Old Testament Scripture Lesson: Exodus 15:1b-11, 20-21
New Testament Scripture Lesson: Romans 14:1-12
Gospel Lesson: Mathew 18:21-35
My
brothers and sisters, welcome once again on this the Fourteenth Sunday after
the Feast of Pentecost. Pentecost, that day so long ago that Holy Spirit fire
filled the disciples and the early followers of Jesus Christ. On that day, the
Christian Church was officially born.
Today
though, I want to talk Christian business ethics and being honest with one
another.
To start this off, I have a question
for everyone here. Here goes, has anyone here ever gotten uncomfortable buying
things, when it requires intense negotiations? You know the type of venue like
a flea market, where everything is negotiable. For me, this is also why I don’t
like buying cars. I so dislike the haggling process over the price. In business
and in shopping settings such as this, we might find ourselves sometimes being
a little protective or a little defensive.
I know for me, when I am in these
situations I often ask myself a lot of mental questions. The first mental
question I often ask myself is, is this salesperson being honest and
trustworthy? I then think, is this car, or that item fairly priced? These
mental questions could continue and continue in our minds far beyond just these
two questions?
Yet sometimes when we are doing
business, shopping, and etc., we have concerns about being tricked, lied to, or
cheated, don’t we? Do all people in this world do business honestly, fairly, forgivingly,
or in love? No, unfortunately they do not.
So, brothers
and sisters, how do those of us who claim the title Christians do business? Are
we forgiving with one another, fair, just, and decent, or are we the opposite
of all of those things?
I remember one
time that Melissa and I were doing some shopping for food and some other things
that we needed. After we paid, the cashier then handed us our change and our
receipt. As we were exiting the store, I began to count the money that was
handed to me by the cashier. I quickly realized as we were exiting the store that
the cashier had given me an extra 10-dollar bill.
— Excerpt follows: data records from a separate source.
PR #13459, opened 2026-05-31
chore(ci): support argo workflows 4.x

jeffspahr:
## Summary

- Promote the bundled/default Argo Workflows dependency to v4.0.5 across manifests, backend defaults, marketplace templates, install scripts, and docs.
- Migrate backend Argo imports to `github.com/argoproj/argo-workflows/v4` and update v4 API call sites for workflow validation and compression handling.
- Keep Argo 4 CI coverage current by moving v4 lanes to v4.0.5 and widening the support-matrix freshness script to read both E2E and API server workflow matrices.
- Drop EOL Argo v3.5/v3.6 compatibility lanes from the declared support matrix and keep the legacy line on the latest supported v3.7 patch, v3.7.14.

## Testing

- `go test ./backend/src/common/util ./backend/src/apiserver/client ./backend/src/apiserver/template ./backend/src/v2/compiler/argocompiler ./backend/src/crd/controller/scheduledworkflow/... ./backend/src/agent/persistence/...`
- `go test $(go list ./backend/... | grep -v backend/test/v2/api | grep -v backend/test/integration | grep -v backend/test/v2/integration | grep -v backend/test/initialization | grep -v backend/test/v2/initialization | grep -v backend/test/compiler | grep -v backend/test/end2end)` passed on rerun after one transient `backend/src/v2/component` log-artifact read failure.
- `./bin/ginkgo -v ./backend/test/compiler` passed: 299 passed, 4 skipped, 0 failed. The locally installed CLI emitted a version mismatch warning because `make ginkgo` installed v2.29.0 while the repo imports v2.27.2.
- `PYTHONPATH=/tmp/kfp-argo-matrix-pkgs python3 .github/scripts/verify-argo-matrix.py`
- `ruby -e "require 'yaml'; YAML.load_file('.github/workflows/e2e-test.yml'); YAML.load_file('.github/workflows/api-server-tests.yml'); puts 'workflow YAML parsed'"`
- `kubectl kustomize` for `manifests/kustomize/third-party/argo/installs/{cluster,namespace,namespace/cluster-scoped}`
- `git diff --check`
- stale-reference scan for `v4.0.4`, Argo v3 imports/images, v3 `ARGO_VERSION` references, and removed `v3.5`/`v3.6` matrix references

Issue #13202, opened 2026-04-03
[feature] Add Argo Workflows 4.x compatibility


jeffspahr:
### Feature Area

/area backend
/area testing

### What feature would you like to see?

Add support for Argo Workflows 4.x in KFP while preserving compatibility with the current Argo 3.x support window during the migration period.

Today this repo documents support for Argo Workflows 3.5, 3.6, and 3.7, with Argo 3.7 as the default bundled/version-plumbed line. Argo Workflows 4.x is now released upstream, and KFP needs a tracked effort to validate and add 4.x support without regressing existing 3.x users.

Proposed scope:
- add at least one Argo 4.x CI lane while keeping a representative Argo 3.7 lane green
- update vendored Argo manifests, CRDs, RBAC, deploy/version plumbing, and support documentation
- verify compile, upload/run, retry, recurring runs, logs/artifacts, archived workflows, and metadata-writing flows against Argo 4.x
- only introduce narrow compatibility handling where Argo 3.x and 4.x behavior diverges, rather than a broad provider abstraction

### What is the use case or pain point?

Users who want to run KFP on clusters with current Argo Workflows releases do not have a supported path today. Supporting only Argo 3.x forces operators either to pin to older Argo versions or to run KFP against an untested Argo 4.x controller.

This is also a good forcing function to identify and harden the most version-sensitive integration seams in KFP, especially around workflow status interpretation, retry behavior, logs/artifacts, metadata labels, and recurring-run interactions.

### Is there a workaround currently?

The current workaround is to stay on an Argo 3.7 deployment or to try Argo 4.x without an official compatibility claim. Neither is ideal for operators who need newer Argo fixes and features.

---

Love this idea? Give it a 👍.

jeffspahr:
Local spike results from an isolated Argo 4.0.4 probe:

- Added local CI spike lanes for `v4.0.4` in `.github/workflows/e2e-test.yml` and `.github/workflows/api-server-tests.yml` as explicit `include` jobs, while leaving the default 3.x matrices unchanged.
- `third_party/argo` manifest/test/doc update targets rewrite cleanly to `v4.0.4`.
- `kubectl kustomize --load-restrictor LoadRestrictionsNone` succeeds for both the vendored Argo base and the standalone KFP overlay with Argo 4 refs.
[...]

PR #13555, opened 2026-06-18
test(backend): cover Argo 4 runtime compatibility

jeffspahr:
## Summary

- add focused API tests for disabled recurring-run creation and ScheduledWorkflow persistence
- exercise KFP run-level retry against Argo Workflows 4
- verify task execution metadata, artifact IDs, and archived log fallback after pod deletion
- run the new coverage only in the existing canonical standalone Argo 4.0.5 API matrix job

## Why

PR #13459 added the Argo 4 dependency and CI matrices, but issue #13202 also calls out runtime behaviors that were not asserted directly: recurring runs, run-level retry, logs/artifacts, archived workflows, and metadata writing. These tests cover those behaviors without adding another E2E job or matrix dimension.

Related to #13202.

## Impact

The existing `backend/test/end2end` jobs are unchanged. The tests execute only in the existing standalone Kubernetes 1.35.0 / Argo 4.0.5 / cache-enabled / no-proxy / no-TLS API job; other API jobs skip them before resource creation.

## Verification

- `go test ./backend/test/v2/api -run '^$'`
- backend unit suite excluding cluster, compiler, and E2E packages
- `go test ./backend/src/apiserver/resource -run '^TestRetryRun'`
- `go test ./backend/src/apiserver/archive`
- `go test ./backend/src/apiserver/server -run '^(TestReadRunLogV1|TestRetryRun|TestArchiveRun)'`
- parsed `.github/workflows/api-server-tests.yml` with Ruby YAML
- `git diff --check`

The new cluster-backed scenarios require the API Server Tests workflow because no KFP cluster is deployed in the local worktree.


zazulam:
@jeffspahr can you rebase with master, this recently [merged PR](https://github.com/kubeflow/pipelines/pull/13576) should help with the mlflow ci test

zazulam:
GPT 5.5 Inspected:

The test is failing because the **retried MLflow failure run never transitions back from `RUNNING` to `FAILED` in the KFP API**, even though the underlying `fail_v2` pipeline is expected to fail.

### Actual failed test

From the JUnit report, the failing spec is:

```text
Should reopen MLflow runs on retry and then reflect the retried status
```

Failure:

```text
Pipeline run with id=2abb2dcb-e102-455f-82fb-dd6709aaf60d did not reach one of [FAILED] within timeout, current state: RUNNING
In [It] at: backend/test/end2end/mlflow_e2e_test.go:498
```

The [relevant test code](https://github.com/kubeflow/pipelines/blob/41f6c3eda895ec9056a188da18aef4da2215797d/backend/test/end2end/mlflow_e2e_test.go#L494-L500) is:

```go
// Retry the run
e2e_utils.RetryPipelineRun(runClient, createdRun.RunID)

// Wait for the retried run to reach terminal state
testutil.WaitForRunToBeInState(runClient, &createdRun.RunID, []run_model.V2beta1RuntimeState{
	run_model.V2beta1RuntimeStateFAILED,
}, &timeout)
```

### Why the `fail-pipeline` logs are misleading

The `fail-pipeline-*` logs at the tail are expected. The test intentionally uses:

```text
test_data/sdk_compiled_pipelines/valid/failing/fail_v2.yaml
```

That pipeline calls `sys.exit(1)`, so both the original run and the retried run should end as `FAILED`.

The initial run does correctly reach `FAILED`:

```text
Pipeline run ... reached expected state FAILED
Retried Pipeline Run, runId=2abb2dcb-e102-455f-82fb-dd6709aaf60d
```

The failure happens **after retry**: the KFP run stays `RUNNING` for the full timeout.

### Likely root cause

This points to a retry-state synchronization bug, not a bad test pipeline:

1. `RetryRun` resets the run to `RUNNING`.
2. The retried Argo workflow/pod runs and fails again, as expected.
3. The KFP persistence path does not update the run back to `FAILED`.
4. By cleanup time, the report says no Workflow CR can be found for that run ID:

```text
WARNING: no workflows found for run IDs; skipping
```

So the API has a stale run state: **KFP DB says `RUNNING`, while the retried workflow is already gone or no longer discoverable.**

The [retry code](https://github.com/kubeflow/pipelines/blob/41f6c3eda895ec9056a188da18aef4da2215797d/backend/src/apiserver/resource/resource_manager.go#L1155-L1169) resets the workflow and run here:

```go
// Notify plugins of retry
if run.PluginsOutputString != nil && *run.PluginsOutputString != "" {
	if pr, prErr := apiservermlflow.ModelToPersistedRun(run, namespace); prErr == nil {
		r.pluginDispatcher.OnRunRetry(ctx, pr)
	}
}

condition := string(newExecSpec.ExecutionStatus().Condition())
run.Conditions = condition
run.FinishedAtInSec = 0
run.WorkflowRuntimeManifest = model.LargeText(newExecSpec.ToStringForStore())
run.State = model.RuntimeState(condition).ToV2()
// OnRunRetry persists plugin output independently; leave PluginsOutput unchanged here.
run.PluginsOutputString = nil
err = r.runStore.UpdateRun(run)
```

That correctly sets the run back to `RUNNING`, but the later terminal-state report is what appears to be missed.

### Recommended fix

Fix the retry/persistence path so a retried workflow cannot be deleted or skipped before the KFP run is updated to its retried terminal state.

A good defensive fix is to make `RetryRun` explicitly clear any final-state labels and completion labels on the live workflow before/while updating it, then verify the DB update happens after the retry workflow is accepted.

The [retry generation](https://github.com/kubeflow/pipelines/blob/41f6c3eda895ec9056a188da18aef4da2215797d/backend/src/common/util/workflow.go#L209-L216) already removes labels from the stored manifest:

```go
newWF := w.DeepCopy()
// Delete/reset fields which indicate workflow completed
delete(newWF.Labels, common.LabelKeyCompleted)
// Delete/reset fields which indicate workflow is finished being persisted to the database
delete(newWF.Labels, LabelKeyWorkflowPersistedFinalState)
newWF.Labels[common.LabelKeyPhase] = string(workflowapi.NodeRunning)
newWF.Status.Phase = workflowapi.WorkflowRunning
newWF.Status.Conditions.UpsertCondition(workflowapi.Condition{Status: metav1.ConditionFalse, Type: workflowapi.ConditionTypeCompleted})
```

But given the CI behavior, the safer server-side patch is to ensure the **live** workflow’s final-state labels are cleared before it is handed back to Argo:
`backend/src/apiserver/resource/resource_manager.go`
```go
// Before updating/creating the retry workflow, ensure labels that cause
// persistence-agent skip/delete behavior are cleared on the object being written.
labels := newExecSpec.ExecutionObjectMeta().GetLabels()
delete(labels, util.LabelKeyWorkflowPersistedFinalState)
delete(labels, common.LabelKeyCompleted)
labels[common.LabelKeyPhase] = string(workflowapi.NodeRunning)
newExecSpec.ExecutionObjectMeta().Labels = labels
```

Then keep the existing `UpdateRun` to mark the DB run as `RUNNING`.

### Test-side improvement

The test should also assert that retry actually created a new retried workflow/update before waiting for terminal state. Right now it only waits for the same run ID to become `FAILED` again, which gives poor diagnostics when persistence misses the final update.

Add a post-timeout diagnostic around line 498 that dumps:

- current run state
- state history
- `K8SName`
- workflow lookup by `pipeline/runid`
- workflow phase/labels if present

For example:

`backend/test/end2end/mlflow_e2e_test.go`

```go
timeout := time.Duration(maxPipelineWaitTime)
testutil.WaitForRunToBeInState(runClient, &createdRun.RunID, []run_model.V2beta1RuntimeState{
	run_model.V2beta1RuntimeStateFAILED,
}, &timeout)

retriedRun := testutil.GetPipelineRun(runClient, &createdRun.RunID)
Expect(retriedRun.State).NotTo(BeNil())
Expect(*retriedRun.State).To(Equal(run_model.V2beta1RuntimeStateFAILED),
	"Retried pipeline run should still be FAILED (fail_v2 always fails)")
```

If this continues to fail, the issue is not MLflow validation itself; it is that **retried run final-state reporting is not reliably persisted after `RetryRun`**.

Note: the code-search results I inspected may be incomplete due result limits; more matching code can be reviewed in GitHub’s code search for `RetryRun`, `GenerateRetryExecution`, and `LabelKeyWorkflowPersistedFinalState`.

zazulam:
Given that this test is failing on master as well, I'm fine with merging as is and addressing the RetryRun issue for the MLFlow e2e integration test in a separate PR.
/lgtm
/approve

I was a little shocked by
this at first.
I think for
some of us in a moment like that we say, what do we do? On one shoulder we have
that little angel and on the other shoulder we that little devil. The angel
says, “give the money back, it’s the right thing to do.” The devil however
says, “that cashier screwed up, and because they did, you get more money. Just
take the money and run!”
What to do,
what to do. I then quickly headed back into that store and gave the extra
10-dollar bill back to the cashier of the store. I remember that the cashier
was so grateful that I had done that.
As Christians,
are there expectations that God has of us around how we do business, how we
conduct ourselves in commerce, how we live?
You know, I
remember back when I was a tutor for the Ithaca City School District, the
school had a tutoring policy that if a student didn’t show up for a tutoring
appointment, or if a student failed to let the tutor know they would be in
attendance, then we could mark down a half-hour of paid time.
I remember one day that I showed up
to a student’s house and the parent answered the door when I rang the doorbell.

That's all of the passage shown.